Virginia law enforcement urges business owners to eliminate Skill Games

Electronic Skill Games Banned in Virginia

A ban on electronic skill games in Virginia has gone back into effect after the state Supreme Court vacated an injunction that had allowed thousands of the betting machines to remain in operation. The ban on skill games, which combine video games and gambling, was reinstated in October, with law enforcement agencies warning business owners to remove the machines or face fines. The injunction had been issued by a lower court in response to an ongoing lawsuit that argues the ban is a violation of free speech. However, a panel of three Supreme Court justices found that the suit is unlikely to succeed.

The Hanover County Sheriff’s Office sent out an email over the weekend instructing all businesses with these games to immediately cease operation and possession of the devices. Compliance checks are set to begin on January 1, 2024. Law enforcement in Hopewell also outlined potential punishments for business owners who fail to comply with the law.

According to the statement from Hopewell, any person operating a skill game device may be subject to a civil penalty of $25,000 per gambling device, an immediate injunction prohibiting the operation of the devices, seizure of the devices, and other costs associated with investigating and bringing the lawsuit, including attorney fees.

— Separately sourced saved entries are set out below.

PR #773, opened 2022-10-04
packages/ui: Pull out shared components

hcutrone:
We want to pull out shared components into their own package so that we don't end up having to deal with dependency issues for things that are not used in iFixit/ifixit.

qa_req 0 - Ran through the footer and tested that everything is looking/working like on master

Connects: https://github.com/iFixit/ifixit/issues/44935


aburke07 (approved):
CR :alien: Nice layout of commits.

Additionally, criminal charges under Virginia law may result in confinement in jail for up to twelve months, a fine of up to $2,500, or both, for violations related to illegal possession of gambling devices and operating the devices for the advancement of unlawful gambling activity. Playing these “skill games” could result in criminal charges of illegal gambling under Virginia law, which may result in a fine of up to $500.

The ban on skill games was initially passed by the Virginia General Assembly in 2020 but was delayed by former Gov. Ralph Northam to help the state raise money for COVID-19 relief efforts. The ban then took effect in 2021, but the lawsuit resulted in an injunction that allowed registered games to continue until the issue is resolved. The lawsuit is now set to go to trial in December.